- Dataset entries
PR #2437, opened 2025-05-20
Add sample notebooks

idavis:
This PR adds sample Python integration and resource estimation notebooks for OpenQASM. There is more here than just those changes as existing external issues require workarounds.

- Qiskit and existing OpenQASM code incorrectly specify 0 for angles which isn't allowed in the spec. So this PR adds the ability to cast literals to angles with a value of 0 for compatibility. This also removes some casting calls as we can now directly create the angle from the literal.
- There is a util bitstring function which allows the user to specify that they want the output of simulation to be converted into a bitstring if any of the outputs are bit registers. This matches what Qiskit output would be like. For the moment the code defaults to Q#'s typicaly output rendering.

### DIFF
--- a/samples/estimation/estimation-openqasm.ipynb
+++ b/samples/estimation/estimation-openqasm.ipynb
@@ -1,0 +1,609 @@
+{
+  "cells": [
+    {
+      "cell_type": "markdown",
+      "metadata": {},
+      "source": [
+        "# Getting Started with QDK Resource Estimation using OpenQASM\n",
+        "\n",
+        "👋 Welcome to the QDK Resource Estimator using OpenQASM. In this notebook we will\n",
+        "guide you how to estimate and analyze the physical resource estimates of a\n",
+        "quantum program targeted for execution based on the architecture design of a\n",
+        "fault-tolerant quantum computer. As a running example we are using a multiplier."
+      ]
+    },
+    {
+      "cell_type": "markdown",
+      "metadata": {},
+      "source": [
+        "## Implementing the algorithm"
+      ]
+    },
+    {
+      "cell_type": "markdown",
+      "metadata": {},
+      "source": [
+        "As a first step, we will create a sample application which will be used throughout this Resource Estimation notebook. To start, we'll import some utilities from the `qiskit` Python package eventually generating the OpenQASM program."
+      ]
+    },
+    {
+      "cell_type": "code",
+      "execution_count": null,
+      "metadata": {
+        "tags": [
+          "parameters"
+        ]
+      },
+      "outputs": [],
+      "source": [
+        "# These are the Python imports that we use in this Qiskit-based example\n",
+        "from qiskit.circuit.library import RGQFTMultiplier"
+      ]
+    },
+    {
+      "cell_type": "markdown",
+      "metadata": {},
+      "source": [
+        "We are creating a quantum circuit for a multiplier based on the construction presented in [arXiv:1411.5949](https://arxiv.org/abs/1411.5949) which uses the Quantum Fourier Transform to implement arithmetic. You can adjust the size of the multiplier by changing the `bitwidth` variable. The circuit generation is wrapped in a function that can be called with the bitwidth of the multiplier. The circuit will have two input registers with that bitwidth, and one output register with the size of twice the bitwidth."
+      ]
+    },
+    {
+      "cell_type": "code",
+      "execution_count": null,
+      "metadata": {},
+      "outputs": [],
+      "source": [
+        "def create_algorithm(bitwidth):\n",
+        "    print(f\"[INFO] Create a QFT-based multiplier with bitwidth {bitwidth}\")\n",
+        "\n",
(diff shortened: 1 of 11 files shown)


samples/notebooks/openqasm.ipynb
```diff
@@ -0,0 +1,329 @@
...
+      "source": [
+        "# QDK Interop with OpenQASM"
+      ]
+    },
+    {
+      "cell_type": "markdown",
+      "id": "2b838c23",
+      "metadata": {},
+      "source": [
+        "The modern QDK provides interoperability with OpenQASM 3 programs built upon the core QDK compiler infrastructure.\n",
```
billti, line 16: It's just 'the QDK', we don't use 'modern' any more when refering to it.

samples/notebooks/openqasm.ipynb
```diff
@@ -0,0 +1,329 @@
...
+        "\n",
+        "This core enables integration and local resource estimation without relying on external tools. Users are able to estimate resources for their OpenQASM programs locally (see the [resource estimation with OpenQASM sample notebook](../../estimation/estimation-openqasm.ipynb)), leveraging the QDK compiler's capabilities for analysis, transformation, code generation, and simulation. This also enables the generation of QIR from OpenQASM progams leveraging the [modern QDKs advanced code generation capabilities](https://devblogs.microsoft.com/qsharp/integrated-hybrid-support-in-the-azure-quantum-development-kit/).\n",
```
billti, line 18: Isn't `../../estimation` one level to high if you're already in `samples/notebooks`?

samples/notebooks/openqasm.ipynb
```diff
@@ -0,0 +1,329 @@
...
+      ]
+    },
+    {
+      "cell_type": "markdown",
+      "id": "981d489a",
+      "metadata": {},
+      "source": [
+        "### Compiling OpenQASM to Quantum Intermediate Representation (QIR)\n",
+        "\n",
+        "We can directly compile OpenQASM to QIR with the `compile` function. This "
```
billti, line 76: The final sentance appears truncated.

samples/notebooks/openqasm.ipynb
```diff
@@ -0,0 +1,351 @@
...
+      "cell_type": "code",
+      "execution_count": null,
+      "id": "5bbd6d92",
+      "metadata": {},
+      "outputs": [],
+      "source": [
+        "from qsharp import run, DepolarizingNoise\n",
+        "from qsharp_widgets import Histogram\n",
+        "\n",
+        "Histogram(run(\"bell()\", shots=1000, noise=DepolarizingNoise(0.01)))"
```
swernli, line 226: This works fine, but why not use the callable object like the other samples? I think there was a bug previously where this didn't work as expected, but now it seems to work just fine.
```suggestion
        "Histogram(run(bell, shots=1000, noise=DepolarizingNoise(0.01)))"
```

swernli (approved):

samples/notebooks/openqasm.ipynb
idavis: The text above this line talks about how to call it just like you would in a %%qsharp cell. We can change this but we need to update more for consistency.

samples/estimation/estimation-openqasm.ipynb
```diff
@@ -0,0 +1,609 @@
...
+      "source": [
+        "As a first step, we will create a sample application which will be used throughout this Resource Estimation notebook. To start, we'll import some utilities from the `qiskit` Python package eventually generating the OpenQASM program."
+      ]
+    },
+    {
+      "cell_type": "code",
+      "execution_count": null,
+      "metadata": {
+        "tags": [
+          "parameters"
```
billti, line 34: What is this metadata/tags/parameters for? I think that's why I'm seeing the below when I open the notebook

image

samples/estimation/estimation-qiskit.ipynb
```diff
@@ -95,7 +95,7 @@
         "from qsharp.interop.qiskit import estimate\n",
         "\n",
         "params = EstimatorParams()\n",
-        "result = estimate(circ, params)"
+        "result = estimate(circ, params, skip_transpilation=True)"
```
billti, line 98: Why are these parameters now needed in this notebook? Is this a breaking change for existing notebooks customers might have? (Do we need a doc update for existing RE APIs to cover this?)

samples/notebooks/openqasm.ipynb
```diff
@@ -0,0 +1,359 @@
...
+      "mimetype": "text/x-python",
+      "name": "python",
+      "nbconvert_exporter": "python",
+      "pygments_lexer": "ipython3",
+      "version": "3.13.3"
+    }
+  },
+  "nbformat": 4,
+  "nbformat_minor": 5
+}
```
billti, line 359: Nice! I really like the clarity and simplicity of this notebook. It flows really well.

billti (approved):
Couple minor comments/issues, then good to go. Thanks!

- What the task requires
Everything in the listing should be written out exactly.

- Problem solution
PR #2437, opened 2025-05-20
Add sample notebooks

idavis:
This PR adds sample Python integration and resource estimation notebooks for OpenQASM. There is more here than just those changes as existing external issues require workarounds.

- Qiskit and existing OpenQASM code incorrectly specify 0 for angles which isn't allowed in the spec. So this PR adds the ability to cast literals to angles with a value of 0 for compatibility. This also removes some casting calls as we can now directly create the angle from the literal.
- There is a util bitstring function which allows the user to specify that they want the output of simulation to be converted into a bitstring if any of the outputs are bit registers. This matches what Qiskit output would be like. For the moment the code defaults to Q#'s typicaly output rendering.

### DIFF
--- a/samples/estimation/estimation-openqasm.ipynb
+++ b/samples/estimation/estimation-openqasm.ipynb
@@ -1,0 +1,609 @@
+{
+  "cells": [
+    {
+      "cell_type": "markdown",
+      "metadata": {},
+      "source": [
+        "# Getting Started with QDK Resource Estimation using OpenQASM\n",
+        "\n",
+        "👋 Welcome to the QDK Resource Estimator using OpenQASM. In this notebook we will\n",
+        "guide you how to estimate and analyze the physical resource estimates of a\n",
+        "quantum program targeted for execution based on the architecture design of a\n",
+        "fault-tolerant quantum computer. As a running example we are using a multiplier."
+      ]
+    },
+    {
+      "cell_type": "markdown",
+      "metadata": {},
+      "source": [
+        "## Implementing the algorithm"
+      ]
+    },
+    {
+      "cell_type": "markdown",
+      "metadata": {},
+      "source": [
+        "As a first step, we will create a sample application which will be used throughout this Resource Estimation notebook. To start, we'll import some utilities from the `qiskit` Python package eventually generating the OpenQASM program."
+      ]
+    },
+    {
+      "cell_type": "code",
+      "execution_count": null,
+      "metadata": {
+        "tags": [
+          "parameters"
+        ]
+      },
+      "outputs": [],
+      "source": [
+        "# These are the Python imports that we use in this Qiskit-based example\n",
+        "from qiskit.circuit.library import RGQFTMultiplier"
+      ]
+    },
+    {
+      "cell_type": "markdown",
+      "metadata": {},
+      "source": [
+        "We are creating a quantum circuit for a multiplier based on the construction presented in [arXiv:1411.5949](https://arxiv.org/abs/1411.5949) which uses the Quantum Fourier Transform to implement arithmetic. You can adjust the size of the multiplier by changing the `bitwidth` variable. The circuit generation is wrapped in a function that can be called with the bitwidth of the multiplier. The circuit will have two input registers with that bitwidth, and one output register with the size of twice the bitwidth."
+      ]
+    },
+    {
+      "cell_type": "code",
+      "execution_count": null,
+      "metadata": {},
+      "outputs": [],
+      "source": [
+        "def create_algorithm(bitwidth):\n",
+        "    print(f\"[INFO] Create a QFT-based multiplier with bitwidth {bitwidth}\")\n",
+        "\n",
(diff shortened: 1 of 11 files shown)


samples/notebooks/openqasm.ipynb
```diff
@@ -0,0 +1,329 @@
...
+      "source": [
+        "# QDK Interop with OpenQASM"
+      ]
+    },
+    {
+      "cell_type": "markdown",
+      "id": "2b838c23",
+      "metadata": {},
+      "source": [
+        "The modern QDK provides interoperability with OpenQASM 3 programs built upon the core QDK compiler infrastructure.\n",
```
billti, line 16: It's just 'the QDK', we don't use 'modern' any more when refering to it.

samples/notebooks/openqasm.ipynb
```diff
@@ -0,0 +1,329 @@
...
+        "\n",
+        "This core enables integration and local resource estimation without relying on external tools. Users are able to estimate resources for their OpenQASM programs locally (see the [resource estimation with OpenQASM sample notebook](../../estimation/estimation-openqasm.ipynb)), leveraging the QDK compiler's capabilities for analysis, transformation, code generation, and simulation. This also enables the generation of QIR from OpenQASM progams leveraging the [modern QDKs advanced code generation capabilities](https://devblogs.microsoft.com/qsharp/integrated-hybrid-support-in-the-azure-quantum-development-kit/).\n",
```
billti, line 18: Isn't `../../estimation` one level to high if you're already in `samples/notebooks`?

samples/notebooks/openqasm.ipynb
```diff
@@ -0,0 +1,329 @@
...
+      ]
+    },
+    {
+      "cell_type": "markdown",
+      "id": "981d489a",
+      "metadata": {},
+      "source": [
+        "### Compiling OpenQASM to Quantum Intermediate Representation (QIR)\n",
+        "\n",
+        "We can directly compile OpenQASM to QIR with the `compile` function. This "
```
billti, line 76: The final sentance appears truncated.

samples/notebooks/openqasm.ipynb
```diff
@@ -0,0 +1,351 @@
...
+      "cell_type": "code",
+      "execution_count": null,
+      "id": "5bbd6d92",
+      "metadata": {},
+      "outputs": [],
+      "source": [
+        "from qsharp import run, DepolarizingNoise\n",
+        "from qsharp_widgets import Histogram\n",
+        "\n",
+        "Histogram(run(\"bell()\", shots=1000, noise=DepolarizingNoise(0.01)))"
```
swernli, line 226: This works fine, but why not use the callable object like the other samples? I think there was a bug previously where this didn't work as expected, but now it seems to work just fine.
```suggestion
        "Histogram(run(bell, shots=1000, noise=DepolarizingNoise(0.01)))"
```

swernli (approved):

samples/notebooks/openqasm.ipynb
idavis: The text above this line talks about how to call it just like you would in a %%qsharp cell. We can change this but we need to update more for consistency.

samples/estimation/estimation-openqasm.ipynb
```diff
@@ -0,0 +1,609 @@
...
+      "source": [
+        "As a first step, we will create a sample application which will be used throughout this Resource Estimation notebook. To start, we'll import some utilities from the `qiskit` Python package eventually generating the OpenQASM program."
+      ]
+    },
+    {
+      "cell_type": "code",
+      "execution_count": null,
+      "metadata": {
+        "tags": [
+          "parameters"
```
billti, line 34: What is this metadata/tags/parameters for? I think that's why I'm seeing the below when I open the notebook

image

samples/estimation/estimation-qiskit.ipynb
```diff
@@ -95,7 +95,7 @@
         "from qsharp.interop.qiskit import estimate\n",
         "\n",
         "params = EstimatorParams()\n",
-        "result = estimate(circ, params)"
+        "result = estimate(circ, params, skip_transpilation=True)"
```
billti, line 98: Why are these parameters now needed in this notebook? Is this a breaking change for existing notebooks customers might have? (Do we need a doc update for existing RE APIs to cover this?)

samples/notebooks/openqasm.ipynb
```diff
@@ -0,0 +1,359 @@
...
+      "mimetype": "text/x-python",
+      "name": "python",
+      "nbconvert_exporter": "python",
+      "pygments_lexer": "ipython3",
+      "version": "3.13.3"
+    }
+  },
+  "nbformat": 4,
+  "nbformat_minor": 5
+}
```
billti, line 359: Nice! I really like the clarity and simplicity of this notebook. It flows really well.

billti (approved):
Couple minor comments/issues, then good to go. Thanks!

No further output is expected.